Idea 16 · Mint, a working name
Generate branded visual assets from a prompt, and a photo of yourself if you like: sticker packs, coupons, even NFTs with their own QR codes. Share them where people already chat, and charge for them.
A scripted demo. One prompt, three assets, each with a price tag, ready to share or sell.
Stickers are the most-used creative asset in messaging, and almost nobody earns from making them.
Brands want to be in people's conversations, but a branded pack is a slow, expensive agency job.
GenAI can make these assets, messaging distributes them, wallets can charge for them. Nobody has connected the three.

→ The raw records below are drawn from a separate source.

Issue #1178, opened 2015-06-05
Parallel instances of `pub get` interact poorly


DartBot:
_Originally opened as dart-lang/sdk#21408_

_This issue was originally filed by daniel.robinson...&#064;gmail.com_

---

**What steps will reproduce the problem?**
1. I manually clicked to `run pub get` on my project pubspec.yaml file whilst a `pub get` was already in process on that pubspec. I was then in the state where my download of unittest 0.11.0+5 package was corrupted as it didn't have its own pubspec file inside.
2. Then running `pub cache repair` failed also because unittests pubspec didnt exist

**What is the expected output? What do you see instead?**
I think if a `pub get` is in progress it should probably queue up further `pub get` calls so as to not corrupt package downloads (assuming that was the cause of the corruption) If you run `pub cache repair` and it comes across a corrupt package that doesn't have a pubspec.yaml file in it then it should delete the package completely and redownload it, rather than just getting stuck.

**What version of the product are you using?**

Dart Editor version 1.8.0.dev_00_00 (DEV)
Dart SDK version 1.8.0-dev.0.0

**On what operating system?**
windows 7 64bit

DartBot:
*This comment was originally written by daniel.robinson...&#064;gmail.com*
_____
bug filed from here http://stackoverflow.com/questions/26545278/could-not-find-pubspec-yaml-in-unittest-0-11-05

DartBot:
<a href="https://github.com/sethladd"><img src="https://avatars.githubusercontent.com/u/5479?v=3" align="left" width="48" height="48"hspace="10"></img></a> **Comment by [sethladd](https://github.com/sethladd)**

----

*Added [Area-Pub](../labels/Area-Pub), [Triaged](../labels/Triaged) labels.*

DartBot:
<a href="https://github.com/nex3"><img src="https://avatars.githubusercontent.com/u/188?v=3" align="left" width="48" height="48"hspace="10"></img></a> **Comment by [nex3](https://github.com/nex3)**

----

There are two separate issues here: one about multiple instances of pub stepping on each others' toes when they run in parallel and one about "pub cache repair" failing when a pubspec is missing. I'm going to retarget this issue to the former, and I've filed issue dart-lang/sdk#21418 to cover the latter.
______
 cc @munificent.
*Changed the title to: "Parallel instances of `pub get` interact poorly".*

raphaeladam-wf:
[...]

PR #3277, opened 2022-01-07
Avoid race condition for hosted source on package extraction

sigurdm:
Fixes: https://github.com/dart-lang/pub/issues/1178

The basic idea is that if two pub processes are in a race to install a package-version, we let the first one win, and just ignore the failure to install the second one.

### DIFF
--- a/lib/src/command/cache_repair.dart
+++ b/lib/src/command/cache_repair.dart
@@ -23,6 +23,8 @@ class CacheRepairCommand extends PubCommand {
 
   @override
   Future<void> runProtected() async {
+    // Delete any eventual temp-files left in the cache.
+    cache.deleteTempDir();
     // Repair every cached source.
     final repairResults = (await Future.wait(
             cache.sources.all.map(cache.source).map((source) async {
--- a/lib/src/io.dart
+++ b/lib/src/io.dart
@@ -361,51 +361,52 @@ bool dirExists(String dir) => Directory(dir).existsSync();
 /// when we try to delete or move something while it's being scanned. To
 /// mitigate that, on Windows, this will retry the operation a few times if it
 /// fails.
-void _attempt(String description, void Function() operation) {
+///
+/// For some operations it makes sense to handle ERROR_DIR_NOT_EMPTY
+/// differently. They can passe [ignoreEmptyDir] = `true`.
+void _attempt(String description, void Function() operation,
+    {bool ignoreEmptyDir = false}) {
   if (!Platform.isWindows) {
     operation();
     return;
   }
 
   String? getErrorReason(FileSystemException error) {
+    // ERROR_ACCESS_DENIED
     if (error.osError?.errorCode == 5) {
       return 'access was denied';
     }
 
+    // ERROR_SHARING_VIOLATION
     if (error.osError?.errorCode == 32) {
       return 'it was in use by another process';
     }
 
-    if (error.osError?.errorCode == 145) {
+    // ERROR_DIR_NOT_EMPTY
+    if (!ignoreEmptyDir && error.osError?.errorCode == 145) {
       return 'of dart-lang/sdk#25353';
     }
 
     return null;
   }
 
-  for (var i = 0; i < 2; i++) {
+  for (var i = 0; i < 3; i++) {
     try {
       operation();
-      return;
     } on FileSystemException catch (error) {
       var reason = getErrorReason(error);
       if (reason == null) rethrow;
 
-      log.io('Pub failed to $description because $reason. '
-          'Retrying in 50ms.');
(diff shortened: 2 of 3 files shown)


lib/src/io.dart
```diff
@@ -451,14 +452,19 @@ void cleanDir(String dir) {
...
+
+bool isDirectoryNotEmptyException(FileSystemException e) {
+  final errorCode = e.osError?.errorCode;
+  return
+      // https://man7.org/linux/man-pages/man3/errno.3.html
+      (Platform.isLinux && errorCode == 39) ||
+          // https://docs.microsoft.com/en-us/windows/win32/debug/system-error-codes--0-499-
+          (Platform.isWindows && errorCode == 145) ||
+          // Seems undocumented, found by observation.
+          (Platform.isMacOS && errorCode == 66);
```
jonasfj, line 467:
```suggestion
      // On Linux rename will fail with ENOTEMPTY if directory exists:
      // https://man7.org/linux/man-pages/man2/rename.2.html
      // #define	ENOTEMPTY	39	/* Directory not empty */
      // https://git.kernel.org/pub/scm/linux/kernel/git/torvalds/linux.git/tree/include/uapi/asm-generic/errno.h#n20
      (Platform.isLinux && errorCode == 39) ||
          // On Windows this may fail with ERROR_DIR_NOT_EMPTY
          // https://docs.microsoft.com/en-us/windows/win32/debug/system-error-codes--0-499-
          (Platform.isWindows && errorCode == 145) ||
          // On MacOS rename will fail with ENOTEMPTY if directory exists.
          // #define ENOTEMPTY       66              /* Directory not empty */
          // https://github.com/apple-oss-distributions/xnu/blob/bb611c8fecc755a0d8e56e2fa51513527c5b7a0e/bsd/sys/errno.h#L190
          (Platform.isMacOS && errorCode == 66);
```

Took a while to find these, but I like that our magic numbers are documented.

While Linux `man errno` says that the number may change depending on architecture:
https://man7.org/linux/man-pages/man0/errno.h.0p.html
it doesn't seem this is the case for `ENOTEMPTY`.

lib/src/io.dart
```diff
@@ -361,52 +361,53 @@ bool dirExists(String dir) => Directory(dir).existsSync();
...
     }
 
+    // ERROR_SHARING_VIOLATION
     if (error.osError?.errorCode == 32) {
       return 'it was in use by another process';
     }
 
-    if (error.osError?.errorCode == 145) {
+    // ERROR_DIR_NOT_EMPTY
+    if (!ignoreEmptyDir && error.osError?.errorCode == 145) {
```
jonasfj, line 386: Why not reuse `isDirectoryNotEmptyException` ?
```suggestion
    if (!ignoreEmptyDir && isDirectoryNotEmptyException(error)) {
```

lib/src/source/hosted.dart
```diff
@@ -812,14 +812,23 @@ class BoundHostedSource extends CachedSource {
...
+      try {
+        renameDir(tempDir, destPath);
+      } on io.FileSystemException catch (e) {
+        tryDeleteEntry(tempDir);
+        if (!isDirectoryNotEmptyException(e)) {
+          rethrow;
+        }
+        log.fine('''
+Destination directory $destPath already existed.
+Assuming a concurrent pub invocation installed it.''');
```
jonasfj, line 830: Shouldn't we just move `tryDeleteEntry(tempDir);` into a `finally` section?
```suggestion
        try {
          if (!isDirectoryNotEmptyException(e)) {
            rethrow;
          }
          log.fine('''
Destination directory $destPath already existed.
Assuming a concurrent pub invocation installed it.''');
        } finally {
          tryDeleteEntry(tempDir);
        }
```

jonasfj (approved):

lib/src/command/cache_repair.dart
```diff
@@ -23,6 +23,8 @@ class CacheRepairCommand extends PubCommand {
 
   @override
   Future<void> runProtected() async {
+    // Delete any eventual temp-files left in the cache.
+    cache.deleteTempDir();
```
jonasfj, line 27: Nice, now we do actually use it somewhere :D

lib/src/source/hosted.dart
sigurdm: Good idea

sigurdm: Or on second thought that would look a bit funny in the verbose log. (successful rename of a to b, followed by deleting a)
I'll keep as-is

sigurdm:
cc @jakemac53 - you might be interested.

jakemac53 (approved):

jonasfj (approved):

Issue #3165, opened 2021-10-01
Running `pub global run` concurrently


sigurdm:
If the snapshot is missing we do `deleteBinstubs` before recreating them, this opens a window for a race condition.

dcharkes:
Thanks!

cc @cskau-g 

The PR that started using this: https://github.com/flutter/flutter/pull/87231

gspencergoog:
I just tried a test: I ran a short-running command: `dart pub global run snippets --help`, 10000 times concurrently on a 72-core machine. It didn't have an incident, and completed all 10000 runs.

However, if I did this instead:

1) remove ~/.pub-cache
2) `dart pub global activate snippets 0.2.3`
3) invoked the same 10000 runs of `dart pub global run snippets --help` concurrently

Then it fails, all of the executions crash, probably because on the first run after install, 72 cores are busy trying to build the package executable, and something isn't quite locked right.

(I used the example app in https://github.com/google/process_runner/tree/master/example to do the concurrent runs, which makes a task queue that keeps 72 running at the same time)

gspencergoog:
Here's some of the stderr output:

```
Dart_LoadScriptFromKernel: The binary program does not contain 'main'.
Cannot delete file, path = '/usr/local/google/home/gspencer/.pub-cache/bin/snippets' (OS Error: No such file or directory, errno = 2)
Could not make "/usr/local/google/home/gspencer/.pub-cache/bin/snippets" executable (exit code 1):
chmod: cannot access '/usr/local/google/home/gspencer/.pub-cache/bin/snippets': No such file or directory
Can't load Kernel binary: Invalid kernel binary: Indicated size is invalid.
Dart_LoadScriptFromKernel: The binary program does not contain 'main'.
```

(I eliminated duplicate lines)

dcharkes:
That is exactly what we were seeing on the flutter analyze step on the HHH bot. Thanks @gspencergoog!

cskau-g:
> > `chmod: cannot access '/usr/local/google/home/gspencer/.pub-cache/bin/snippets': No such file or directory`
> 
> That is exactly what we were seeing on the flutter analyze step on the HHH bot. Thanks @gspencergoog!

In fact all of those errors you list, Greg, is what we've been seeing. Which is great because it ties it all together and points to the same underlying issue.


[...]

Issue #1111, opened 2015-06-05
Remove special handling of the old global lockfiles in pub


DartBot:
<a href="https://github.com/nex3"><img src="https://avatars.githubusercontent.com/u/188?v=3" align="left" width="96" height="96"hspace="10"></img></a> **Issue by [nex3](https://github.com/nex3)**
_Originally opened as dart-lang/sdk#20703_

---

Once Dart 1.6 is sufficiently old, we should remove pub's handling of the lockfiles it generated for &quot;pub global install&quot;.

PR #3285, opened 2022-01-13
Avoid raceconditions in `global activate`, `run` and `global run`

sigurdm:
Attempts to fix: https://github.com/dart-lang/pub/issues/3165

This is done by:

## `global activate`:
* Activating a global package into a temp-dir and renaming the dir into the right place.
  Two concurrent activations of the same package `foo` will not be able to both contribute to the resulting files, an observer will always see the result of one or the other or none in `$PUB_CACHE/global_packages/foo`.

* Creating binstubs in a temp-dir, making them executable and then moving them into the right place.
   It won't be possible to observe half a binstub, or for chmod to have the binstub removed before it can operate on it.

## `run`/`global run`:
* Copying the incremental compilation data before compilation, and renaming the result to the right location.
   We already did a copy to preserve the incremental data, the change is to do the copy **before** compilation not after.

All of this builds on renaming being an atomic operation, another process will either see the old file or the new, never anything in-between.

There is still a possibility of confusing results if you concurrently `dart pub global activate` two different packages with overlapping binstub-names, then you can end up with any possible mixture of these binstubs - don't do that.

The pr contains quite some refactoring to allow global packages to exist in a temporary directory.

Also I took out support for pre dart-1.6 style lockfiles.
This fixes: https://github.com/dart-lang/pub/issues/1111


sigurdm:
@jakemac53 you might be interested in the changes to the precompilation (in `dart.dart`).

jakemac53 (approved):
These changes LGTM

jonasfj (approved):

Issue #3286, opened 2022-01-13
Allow token authentication for insecure hosted repositories


dtretyakov:
Hi, in the following PR https://github.com/dart-lang/pub/pull/3007 was introduced support of hosted repositories, but as a result, `dart` client throws an exception when you're trying to add a token for repository with HTTP protocol:
```
url must be https://, insecure repositories cannot use authentication.
```

Reference: https://github.com/dart-lang/pub/blob/efd24e64cbfefac5133f59623ec3dad21f2b79a1/lib/src/command/token_add.dart#L47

"Otter in a bucket hat, ten expressions", or a shop's coupon, or a limited drop. Add a photo of yourself to star in it.
Free, £0.99, or custom. It can carry a unique QR: a coupon to redeem, an NFT to claim, a link.
People use and share them where they already chat, and you earn per pack, minus a commission.
The viral core, shared in WhatsApp and others.
A shareable code a shop or brand hands out.
A limited drop, each with its own claimable code.
The point is anything worth sharing, and worth selling.
Physical and print. Order printed stickers, or a sticker that carries a payment or claim QR to put on a product, a stall or a flyer.
Anti-phishing is a hard rule, not a feature: payment and claim QRs are signed and verified and always show their real destination, so this cannot be turned into a phishing factory.
One Asian messenger's sticker store does $270 million a year.
GenAI, chat distribution and a payment rail exist separately; connecting them is the product.
What you make is shared in the chats you already use, and every share is an advert for making your own.
Branded packs and coupons are a cheap way for brands and agencies to be in people's chats.
Commission per sale. Premium generation credits, branded-pack and coupon tools for brands and agencies, and a margin on printing and fulfilment.
No: prompt, pick, publish. Artists can upload too.
You own your packs; buyers get a licence to use them.
The same reason they pay for emotes everywhere else: identity is cheap and priceless.
Yes: they are signed, verified, and always show their real destination. We refuse to be a phishing factory.
Made in a prompt, shared in a chat, sold for 99p.